Cuando pienso en Gerardo Manuel, recuerdo inevitablemente una ya lejana tarde de 1996, cuando su banda tributo a Beatles, “Un Día en la Vida”, tocó en el auditorio de la Facultad de Química de San Marcos. Aquel día, después del show, me acerqué a Gerardo sin tener muy claro qué decirle. Sabía que era un tipo divertido y con gran sentido del humor porque había seguido durante varias temporadas su programa “Disco Club”, que entonces lo pasaban en Canal 7, y siempre lo vi desenfadado y con ganas de bromear.
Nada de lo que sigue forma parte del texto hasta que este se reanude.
PR #53, opened 2017-06-08
Modify moving window and guard regions

RemiLehe:
**Please wait for milestone 0.4.0 (full ionization support) to be merged and released before merging this PR.**

New implementation of the guard regions and the moving window:

- additional variable "n_damp" introduced that defines the damping region at the left and right side of the box in case of "open" boundaries

- The guard region defined by "n_guard" is only for the MPI exchange of the fields and particles, and for removing / adding particles

- The "exchange_period", the number of timesteps after which the particles are exchanged / removed / added, is now calculated automatically in the simulation class. It is also no attribute of the boundary communicator anymore. (This will change again in a future PR)

- The "guard_cell_damper" class has been removed and its functionality is now integrated into the "boundary_communicator"

- It is not possible anymore to launch a parallel simulation with an infinite order stencil (n_order = -1) , as this would give wrong results

- Launching a parallel simulation with n_order=None, will result in having n_guard = 2*n_order (automatically set by the code). (In a future PR, the exact number of guard cells that are required will be calculated automatically)

- The injection of new particles (in the case of continous_injection) was modified. The number of new particles that are generated now depends only on "exchange_period" N_new_particles = (v_moving_window-v_plasma)*dt*exchange_period

- The moving window is now updated every timestep and the grids are also shifted every timestep. This is more robust than before. However, performance is negatively affected as the fields need to be copied / shifted every timestep and also rho_prev now is calculated every timestep. (Performance enhancements will be addressed in a future PR)


RemiLehe:
@MKirchen : Is this ready for review? If yes, could you update the description of the PR above (esp. for future reference) ? Thx ✨

fbpic/boundaries/boundary_communicator.py
```diff
@@ -198,6 +243,9 @@ def divide_into_domain( self, zmin, zmax, p_zmin, p_zmax ):
         self.iz_start_procs = [ k*Nz_per_proc for k in range(self.size) ]
         # Get the enlarged number of cells in each domain (includes guards)
         self.Nz_enlarged_procs = [ n+2*self.n_guard for n in Nz_domain_procs ]
+        # Add damping region to first and last domain
+        self.Nz_enlarged_procs[0] += self.n_damp
+        self.Nz_enlarged_procs[-1] += self.n_damp
```
RemiLehe: Note: at some point, we should check that this does not introduce load imbalance between the GPUs, i.e. maybe we could determine Nz_per_proc once we added the damp cells.

docs/source/example_input/boosted_frame_script.py
```diff
@@ -40,13 +40,18 @@
...
+
 # The simulation timestep
 dt = (zmax-zmin)/Nz/c   # Timestep (seconds)
 N_step = 101     # Number of iterations to perform
                  # (increase this number for a real simulation)
 
+# Stencil order of the solver. -1 corresponds to the standard
+# fully spectral solver with infinite order. For a localized stencil,
+# thus finite-order accuracy of the solver, choose n_order > 4
+# (needs to be a multiple of 2).
```
RemiLehe: Note: the above text should probably be rectified so as to fit within an 80 character line.

fbpic/boundaries/boundary_communicator.py
```diff
@@ -198,6 +243,9 @@ def divide_into_domain( self, zmin, zmax, p_zmin, p_zmax ):
         self.iz_start_procs = [ k*Nz_per_proc for k in range(self.size) ]
         # Get the enlarged number of cells in each domain (includes guards)
         self.Nz_enlarged_procs = [ n+2*self.n_guard for n in Nz_domain_procs ]
```
RemiLehe: This should only be done if boundaries are open, no?

fbpic/boundaries/boundary_communicator.py
```diff
@@ -208,16 +256,32 @@ def divide_into_domain( self, zmin, zmax, p_zmin, p_zmax ):
                                than 4 times n_guard. Use fewer domains or \
                                a smaller number of guard cells.')
 
-        # Calculate the local boundaries (zmin and zmax)
+        # Calculate the local boundaries (zmin)
         # of this local simulation box including the guard cells.
         iz_start = self.iz_start_procs[self.rank]
         zmin_local = zmin + (iz_start - self.n_guard)*dz
```
RemiLehe: This whole section of code could probably be simplified by doing:
```python
zmin_local_domain = zmin + iz_start*dz
zmax_local_domain = zmin_local_domain + self.Nz_domain
p_zmin = max( zmin_local_domain + self.n_guard*dz, p_zmin)
p_zmax = min( zmax_local_domain - self.n_guard*dz, p_zmax)
```
where `zmin_local_domain` and `zmax_local_domain` are the physical positions of the local **physical domain** (i.e. without guard and damp cells).

fbpic/boundaries/boundary_communicator.py
```diff
@@ -532,7 +680,7 @@ def gather_grid( self, grid, root = 0):
         if self.rank == root:
             # Calculate global edges of the simulation box on root process
             zmin_global = grid.zmin + self.dz * \
-                            (self.n_guard - self.rank*self.Nz_domain)
+                (self.n_guard + self.n_damp - self.rank*self.Nz_domain)
```
RemiLehe: I would still calculate more explicitly: 
```python
nz_invalid = self.n_guard
if self.left_proc is None:
    nz_invalid += self.n_damp
zmin_global = grid.zmin + self.dz * (nz_invalid - self.rank*self.Nz_domain)
```
Mostly because root could be different than 0.

fbpic/boundaries/boundary_communicator.py
```diff
@@ -583,7 +731,18 @@ def gather_grid_array(self, array, root = 0):
             gathered_array = None
         # Shortcut for the guard cells
```
RemiLehe: For more conciseness, I would do 
```python
n_left = self.n_guard
n_right = self.n_guard
# Remove n_damp cells from the left proc's output region
if self.left_proc is None:
    n_left += self.n_damp
# Remove n_damp cells from the right proc's output region
if self.right_proc is None:
   n_right += self.n_damp
```
Then the variable `ng` is not needed anymore.

fbpic/boundaries/moving_window.py
```diff
@@ -33,6 +33,14 @@ def __init__( self, interp, comm, ptcl, v, p_nz, time,
             Contains information about the MPI decomposition
             and about the longitudinal boundaries
 
+        exchange_period: int
```
RemiLehe: Shouldn't we remove ` after which the moving window is updated`, since the moving window is now updated at every single timestep ?

fbpic/boundaries/moving_window.py
```diff
@@ -90,8 +97,12 @@ def __init__( self, interp, comm, ptcl, v, p_nz, time,
 
         # Attach injection position and speed (only for the last proc)
         if comm.rank == comm.size-1:
+            self.v_end_plasma = \
+                c * self.uz_m / np.sqrt(1 + ux_m**2 + uy_m**2 + self.uz_m**2)
             ng = comm.n_guard
-            self.z_inject = interp[0].zmax - ng/2*interp[0].dz
+            nd = comm.n_damp
```
RemiLehe: Maybe we should add a comment here, like:
```
# Initialize plasma *ahead* of the right *physical* boundary of the box
# so, after `exchange_period` iterations (without adding new plasma),
# there will still be plasma inside the physical domain.
```

RemiLehe:
Off-line discussion: the requested modifications will be directly implemented in PR #55

PR #60, opened 2017-06-13
Changed cuda imports

MKirchen:
This simplifies the import of cuda related methods. CUDA availability is now always checked in cuda_utils and stored in the variable cuda_installed. This variable is imported at the beginning of all other cuda-related files.


RemiLehe:
Thanks! That simplifies the code a lot!!

RemiLehe:
Note: the tests pass on GPU with this version.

Es verdad, que en aquel año ya le había perdido la pista y había dejado de seguirle porque la universidad me había absorbido con otros temas, pero aun así seguía recordando con aprecio al viejo socarrón que había sido una figura iconoclasta en los años ochenta y que yo había tratado -en mi candor infantil- de imitar.
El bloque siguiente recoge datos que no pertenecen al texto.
PR #106, opened 2017-07-31
Generalized ionization

RemiLehe:
This pull request updates the ionization code so as to:
- reduce duplications between the CPU and GPU code
- generalize the code so that similar types of processes (where some macroparticles create other macroparticles) are easier to implement and can reuse some of the code that was written for the ionization.

By "similar types of processes", I am mainly thinking about Compton scattering (which I implemented on a separate branch, and which uses the changes of the this PR).

In order to generalize the code, I created a new folder `elementary_process` in the `particles` folder, and moved the `ionization` folder into `elementary_process`.  (on the `compton_scattering` branch, the `elementary_process` branch also contains a folder `compton`.) All the functions which were general enough to be reused by other elementary processes were moved from the `ionization` folder to the `elementary_process` folder.


RemiLehe:
According to the Numba developers: there should be no difference in performance, with the current version of Numba
https://groups.google.com/a/continuum.io/forum/#!topic/numba-users/SMcDsfNlP1k

fbpic/main.py
```diff
@@ -368,11 +368,6 @@ def step(self, N=1, correct_currents=True,
             for ext_field in self.external_fields:
                 ext_field.apply_expression( self.ptcl, self.time )
```
RemiLehe: The modifications below are a correction of a minor mistake: the particles should have their position and momenta synchronized (i.e. at the same timestep), in order to calculate the ionization.

fbpic/particles/elementary_process/cuda_numba_utils.py
```diff
@@ -0,0 +1,130 @@
+# Copyright 2017, FBPIC contributors
```
RemiLehe: This is the generic file that contains methods that can be used by ionization, but also other elementary processes (e.g. Compton)

fbpic/particles/elementary_process/ionization/cuda_methods.py
```diff
@@ -9,8 +9,16 @@
 """
 from numba import cuda
 from scipy.constants import c
-from .inline_functions import get_ionization_probability_cuda, \
-    get_E_amplitude_cuda, copy_ionized_electrons_batch_cuda
```
RemiLehe: This is a minor change:

The inline functions used to be compiled inside the file `inline_functions`, for both GPU and CPU. This imposed that we give different names to those compiled functions. 

Now they are compiled for GPU in the file `cuda_methods.py` and for CPU in the file `numba_methods.py`. Thus we can keep the same name of the compiled function on GPU and CPU, which reduces divergence between the GPU and CPU code.

fbpic/particles/elementary_process/ionization/inline_functions.py
```diff
@@ -31,11 +26,6 @@ def get_E_amplitude( ux, uy, uz, Ex, Ey, Ez, cBx, cBy, cBz ):
 
     return( math.sqrt( E2_on_particle ), gamma )
```
RemiLehe: Remove compilation (compilation is now done in the files that import these inline functions.)

fbpic/particles/elementary_process/ionization/ionizer.py
```diff
@@ -156,9 +157,10 @@ def initialize_ADK_parameters( self, element, dt ):
         if self.use_cuda:
             self.prng = PRNG()
```
RemiLehe: The changes below correspond to the reduction of the duplication between the CPU and GPU code. Instead of having two methods (`handle_ionization_gpu` and `handle_ionization_cpu`), I now have a single method (`handle_ionization`), which uses code relevant to GPU or CPU only when needed.

fbpic/particles/particles.py
```diff
@@ -371,15 +371,13 @@ def make_ionizable( self, element, target_species,
...
-        Ionize this species, and add new macroparticles to the target species
+        Handle elementary processes for this species (e.g. ionization)
         """
+        # Ionization
         if self.ionizer is not None:
-            if self.use_cuda:
-                self.ionizer.handle_ionization_gpu( self )
-            else:
-                self.ionizer.handle_ionization_cpu( self )
+            self.ionizer.handle_ionization( self )
```
RemiLehe: In the `compton_scattering` branch, there is another function call here, in order to handle Compton scattering.

fbpic/particles/particles.py
```diff
@@ -434,6 +432,10 @@ def push_p( self ) :
         half-timestep *behind* the positions (x, y, z), and it brings
         them one half-timestep *ahead* of the positions.
         """
```
RemiLehe: The changes below allow to have photon macroparticles in the code (q=0): these macroparticles should not deposit charge, nor should they have their momentum modified or gather the fields.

Con aprehensión, fruto de mi excesivo pudor, me acerqué ensayando un amistoso saludo en el que Gerardo no reparó, ocupado como estaba en desenfundarse la guitarra y desabotonarse su traje de tweed con el cuello mandarín con el que había jugado el agitado papel de ser John Lennon por un par de horas. De todos modos, insistí y me planté ahí delante de él, mascullando alguna fruslería. Él me vio, sonrió, y ofreciéndome una cerveza fría en lata me preguntó: “¿Van a salir todos por aquí?”. Tenía una mercadería que su productora debía ofrecer y quería ubicarla en un lugar estratégico. Le dije que sí y conversamos brevemente, no mucho, porque el hombre estaba empapado de sudor y ya se retiraba a cambiarse. Sólo tuve ese único encuentro con Gerardo. Cuando murió, hace cuatro años, en el nefasto año 2020, el rock peruano (sea lo que fuere que eso signifique) sufrió una pérdida irreparable. No porque partió el músico más conspicuo de la escena local (eso es discutible y probablemente terminemos negando tal proposición) sino porque partió el más fervoroso y entusiasta de los amantes del rock, el que, desde los escenarios, desde las salas de grabación o desde los platós de televisión, lo dio todo por un género que amó y que enarboló siempre como un estandarte de orgullo e identidad.
Más tarde, supe de su infancia en Breña, de su vínculo sentimental con el criollismo, de su parentesco con Rosa Mercedes Ayarza. Vi más claro qué secretas fuentes de peruanidad alimentaron su carácter. Gerardo Manuel fue el más peruano de los rockeros. Su enjundia, su humor zumbón que coqueteaba peligrosamente con las taras más rancias de nuestra nación (clasismo, racismo, homofobia, etc.), lo convierten en el prototipo del roquero peruano. Por supuesto, no es posible achacarle estos defectos a Gerardo Manuel, él es hijo de su tiempo, de una Lima mojigata y pasadista. Es un despropósito analizar el carácter moral de una persona de otros tiempos con el lente de la modernidad.
Después de escuchar los emblemáticos discos de Los Shain’s, y antes de conocer a The (St. Thomas) Pepper Smelter, que llegó a mis manos con cierta tardanza, me hice con los tres discos que grabó Gerardo con su banda El Humo. “Machu Picchu 2000” (Polydor 1971) fue un álbum grabado en los estudios de El Virrey y que narra una realidad utópica: el surgimiento del imperio incaico tras una debacle mundial acaecida el 31 de diciembre de 1999 a las 5:30 p.m. Me da en la yema del gusto esa hora de la tarde y esa fecha precisa, la cual guardo en mi memoria por razones un poco alejadas a las del disco. Los momentos psicodélicos me parecen los más logrados; los elementos jazzísticos, los menos. Hay un acercamiento, más bien tímido, a sonidos latinos. En todo el disco parece subyacer la creencia errónea de que el jazz de elementos latinos podría reemplazar o equivaler a sonidos andinos. El álbum se sostiene en una idea telúrica, por lo tanto, la música andina caería como anillo al dedo en esta producción; sin embargo, de acuerdo a un prejuicio fuertemente instalado en la imaginería rockera de aquellos años, el rock y la música andina no podían coexistir. En consecuencia, allí donde cabrían unos vientos o arpas andinas, escuchamos en su lugar unos sonidos jazzísticos carentes de personalidad. Ese marcado “respeto” por una tradición occidental reñida con el carácter híbrido de la música popular de los pueblos originarios es uno de los rasgos más enraizados de nuestra idiosincrasia cultural. Por eso decía que Gerardo Manuel es el representante más genuino de nuestro rock nacional.
Con todo, este y el primero, “Apocallypsis”, son dos álbumes que merecen una escucha atenta y distendida. Sobre el tercero, “¿Quién es el mayor?”, podríamos echar el piadoso manto del olvido.